Aujourd'hui, c'est journée shopping. Nous avons prévu d'aller à une grosse soirée ce soir et pour cela, nous devons nous acheter des tenues « à tomber par terre » selon Romy. Je n'ai jamais vraiment aimé les robes, jupes ou tous les trucs du genre, on a pu le voir pendant le shopping de la dernière fois ; les pantalons me conviennent mieux. Nous sommes enfin tous prêts à partir en ville pour nos achats.

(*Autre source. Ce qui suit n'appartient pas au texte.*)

PR #5757, opened 2026-08-19
KTL-1215: Update verify samples GitHub workflow

sarahhaggarty:
This PR updates the verify samples GitHub workflow by adding a script that will check if it's necessary to run the full workflow.


.github/workflows/verify-samples.yml
nikpachoo, line 62: @zoobestik, is it expected that we still use the fork?

zoobestik (approved):

PR #62, opened 2024-10-08
feat: add sr2 verify scripts

Amuhar:


config_samples/sr-2/mainnet/core_sr_v2_mainnet_config.json
```diff
@@ -0,0 +1,72 @@
+{
+  "contracts": {
```
TheDZhon, line 2: I guess that MinFirstAllocationStrategy is missing here

TheDZhon (changes requested):
:eyes:

PR #63, opened 2024-10-15
Develop to Main

TheDZhon:
based on #52 with the following changes:
- opt-in
- mask RPC URLs
- a few chores for error codes


hardhat_configs/holesky_hardhat_config.js
tamtamchik, line 1: I would like to propose having a comment somewhere on why we stick to files (AFAIR, it was a bug in hardhat, so it might be fixed, github issue will do).

diffyscan/utils/constants.py
```diff
@@ -1,8 +1,62 @@
...
+# fmt: on
+
+
+def get_key_from_value(dictinary: dict, value: str):
+    keys = [
+        dict_key for dict_key, dict_value in dictinary.items() if dict_value == value
+    ]
+    if keys:
+        return keys[0]
+    return None
```
tamtamchik, line 58: Not sure about it, but its more readable, imo

```suggestion
def get_key_from_value(dictionary: dict, value: str):
    return next((k for k, v in dictionary.items() if v == value), None)
```

tamtamchik (approved):
Looks good! No major issues.

Just small suggestions.

.husky/pre-commit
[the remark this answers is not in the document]
TheDZhon: Fixed :+1:

diffyscan/diffyscan.py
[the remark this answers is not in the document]
TheDZhon: :eyes: what a keen eye

hardhat_configs/holesky_hardhat_config.js
TheDZhon: done :+1:

diffyscan/utils/hardhat.py
```diff
@@ -0,0 +1,96 @@
...
+        except subprocess.TimeoutExpired:
+            self._handle_timeout(parsed_url)
+
+    def stop(self):
+        if self.sub_process is not None and self.sub_process.poll() is None:
+            os.kill(self.sub_process.pid, signal.SIGTERM)
+            logger.info(f"Hardhat stopped, PID {self.sub_process.pid}")
+
+    def _is_port_in_use_(self, parsed_url) -> bool:
+        import socket
```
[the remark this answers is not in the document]
TheDZhon: good catch!

diffyscan/utils/constants.py
TheDZhon: Yead, fixed!

PR #74, opened 2025-01-23
Cfg: add wstETH on Lisk

ricott1:
- [x] add config files for Lisk Sepolia
- [x] add config files for Lisk Mainnet


TheDZhon (approved):
LGTM

PR #75, opened 2025-02-05
Fix: add CODEOWNERS

TheDZhon:


tamtamchik (approved):
LGTM ✅ 

We do not have automation in this repo, but for future it is OK.

PR #87, opened 2025-05-14
Feat/easy track

Alexvozhak:
While working on EasyTrack contract support, **three** bugs were detected and fixed:

1. Unnecessary, unexpected slicing caused by a typo (contract["solcInput":] instead of contract["solcInput"]), which led to malformed input objects (see [here](https://github.com/lidofinance/diffyscan/commit/98a1f5169167c020c2cff0329c16521a4bd7e2c7))
2. Encoding error when attempting to encode a string as a BigInt in a tuple, resulting in runtime failures (see [here](https://github.com/lidofinance/diffyscan/commit/1fd8c59755777bd0063c7b18365b2bb600eafc3e)). 

Verification of the following contracts from Sepolia failed with an error:
```
0x61Bb0Ef69262d5EF1cc2873cf61766751D99B699
0x082d16150BF75BB8F2197eEC1d293DbA96c93638
0x758D8c3CE794b3Dfe3b3A3482B7eD33de2109D95
0xC40801b88C835a58e54eEE6679D301ba31a4C72b
0x098a952BD200005382aEb3229e38ae39A7616F56
0xbac2A471443F18aC5C31078b96C5797A78fCc680
```
image_2025-05-14_12-46-11

3. Missing calldata in config was an error if constructor has no arguments in ABI (see [here](https://github.com/lidofinance/diffyscan/pull/87/commits/a5163e73385006f6148b802f3b027f1f5bd6155e))

One feature was added also:
The "source_comparison" flag was added to config, which disables source comparison (e.g. EasyTrack or other monolithic contracts), see [here](https://github.com/lidofinance/diffyscan/pull/87/commits/5149651e3d5aefcfa1f42f99a5706674a8b4b4e0)

A follow-up commit made for transparency, in which the configuration flag fail_on_comparison_error was renamed to fail_on_bytecode_comparison_error, see [here](https://github.com/lidofinance/diffyscan/pull/87/commits/4d7668d940c82539616dd761ab3fccc11833bbd3)


diffyscan/diffyscan.py
```diff
@@ -106,6 +106,18 @@ def run_source_diff(
     recursive_parsing=False,
     prettify=False,
 ):
+    source_files = (
+        contract_code["solcInput"].items()
+        if "sources" not in contract_code["solcInput"]
+        else contract_code["solcInput"]["sources"].items()
+    )
+
+    if is_monolithic_contract(source_files):
```
TheDZhon, line 115: I'd suggest to shape the func checking if the contract machine-friendly to verify, see: https://docs.soliditylang.org/en/latest/using-the-compiler.html#compiler-input-and-output-json-description 

```suggestion
    if not is_standard_json_contract(source_files):
```

diffyscan/diffyscan.py
```diff
@@ -386,5 +391,34 @@ def main():
     logger.okay(f"Done in {round(execution_time, 3)}s ✨" + " " * 100)
 
 
+def is_monolithic_contract(source_files: dict) -> bool:
```
TheDZhon, line 394:
```suggestion
def is_standard_json_contract(source_files: dict) -> bool:
```

diffyscan/diffyscan.py
```diff
@@ -106,6 +106,18 @@ def run_source_diff(
...
 ):
+    source_files = (
+        contract_code["solcInput"].items()
+        if "sources" not in contract_code["solcInput"]
+        else contract_code["solcInput"]["sources"].items()
+    )
+
+    if is_monolithic_contract(source_files):
+        logger.warn(
+            f"Contract {contract_code['name']} is monolithic, skipping source code diff"
```
TheDZhon, line 117:
```suggestion
            f"Contract {contract_code['name']} isn't verified with a standard json format, skipping source code diff"
```

diffyscan/diffyscan.py
```diff
@@ -386,5 +391,34 @@ def main():
     logger.okay(f"Done in {round(execution_time, 3)}s ✨" + " " * 100)
 
 
+def is_monolithic_contract(source_files: dict) -> bool:
+    """
+    Determines if the contract is monolithic (single-file/flattened mode).
```
TheDZhon, line 396: can we try to retrieve the format information from the Etherscan API?

TheDZhon (changes requested):
Great work, let's polish it a bit!

diffyscan/diffyscan.py
Alexvozhak: I have just researched this problem - no, we can't retrieve it from the Etherscan API

config_samples/ethereum/hoodi/hoodi_easy_track_config.json
```diff
@@ -0,0 +1,31 @@
...
+  "explorer_token_env_var": "ETHERSCAN_TOKEN",
+  "github_repo": {
+    "url": "https://github.com/lidofinance/easy-track",
+    "commit": "564700faaa6a8af5bfac24314414ca99244a069f",
+    "relative_root": "contracts"
+  },
+  "dependencies": {},
+  "fail_on_comparison_error": true,
+  "source_comparison": false,
+  "bytecode_comparison": {
```
TheDZhon, line 16: 1) what would happen if I set this:

```
  "fail_on_comparison_error": false,
  "source_comparison": false,
  "bytecode_comparison": {
```

2) does this flag `fail_on_comparison_error` work only for bytecode comparison or for source too?

diffyscan/diffyscan.py
```diff
@@ -255,6 +258,12 @@ def process_config(
 
         ExceptionHandler.initialize(config["fail_on_comparison_error"])
 
+    enable_source_comparison = config.get("source_comparison", True)
+    if not enable_source_comparison:
+        logger.warn(
+            f'Source code comparison is disabled in {path}. To enable, set "source_comparison": true in your config'
```
TheDZhon, line 264:
```suggestion
            f'Source code comparison is disabled in {path}. To enable, set "source_comparison": true in the config'
```

TheDZhon (changes requested):
Good, just a single question about config flags and their mutual effects and corner cases.

config_samples/ethereum/hoodi/hoodi_easy_track_config.json
Alexvozhak: With "fail_on_comparison_error": false, you’re telling DiffyScan not to suppress errors in either bytecode or source comparisons—so any exception will immediately be raised and abort the scan (see [here](https://github.com/lidofinance/diffyscan/blob/2eb79307b36fc1e5522c417c9cac1148f3bede17/diffyscan/diffyscan.py#L258-L295))

Alexvozhak: There’s no point in applying the "fail_on_comparison_error" flag to source code checks. The custom exceptions affected by this flag are only raised in a single place (see [here](https://github.com/lidofinance/diffyscan/blob/2eb79307b36fc1e5522c417c9cac1148f3bede17/diffyscan/utils/common.py#L38-L52))

These exceptions are handled based on the flag, but the scenario where the explorer fails on one contract (an exception is raised) and then successfully processes the next one is highly unlikely.

After discussing with @TheDZhon, we decided to rename the fail_on_comparison_error flag. 
I’m proposing to rename it to fail_on_bytecode_comparison_error (commit [here](https://github.com/lidofinance/diffyscan/pull/87/commits/4d7668d940c82539616dd761ab3fccc11833bbd3)).

TheDZhon (approved):
LGTM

— On prend une voiture et une moto étant donné que nous sommes sept. Qui monte où ? demande Jayden.

— Je prends ma moto. Freya, tu viens ? intervient Treston.

— Moi ? redemandais-je automatiquement.

Il me lance un regard de pitié, c'est vrai que ma question était un peu débile, mais son regard est extrêmement méchant. Comme toujours, me dit ma conscience.

— J'arrive...

Il me passe un casque et j'enjambe la moto pour m'asseoir. Je suis un peu gênée à l'idée de devoir m'accrocher à lui... Je passe tout doucement mes bras autour de sa taille, nous sommes très proches. Mon cœur s'emballe légèrement, il m'est rarement arrivé de me retrouver aussi collée à un garçon. Le seul dont j'étais physiquement proche était mon frère. Il démarre doucement la moto pour partir en direction du centre commercial.

— Tu es bien accrochée ? me demande-t-il.

— Oui, dis-je en resserrant automatiquement mes bras autour de sa taille.

— Parfait, dit-il en accélérant à toute vitesse.

Cette rapidité soudaine me surprend et me plaque encore plus contre lui. Il roule énormément vite alors que nous sommes en pleine ville, on va finir par avoir un accident s'il continue comme ça. Il prend le virage à une vitesse folle, il n'a vraiment peur de rien. Mon cœur bat très rapidement. Le prochain virage est assez sec et il ne ralentit pas, mes yeux se ferment automatiquement, je ne veux pas voir ça. Quelques secondes plus tard, ils s'ouvrent à nouveau. Je me rends compte que je ne crains pas la vitesse à laquelle Treston roule, je ressens plutôt de la joie et de l'excitation. L'adrénaline a pris part dans tout mon corps, c'est elle qui contrôle mes actes et mes pensées maintenant.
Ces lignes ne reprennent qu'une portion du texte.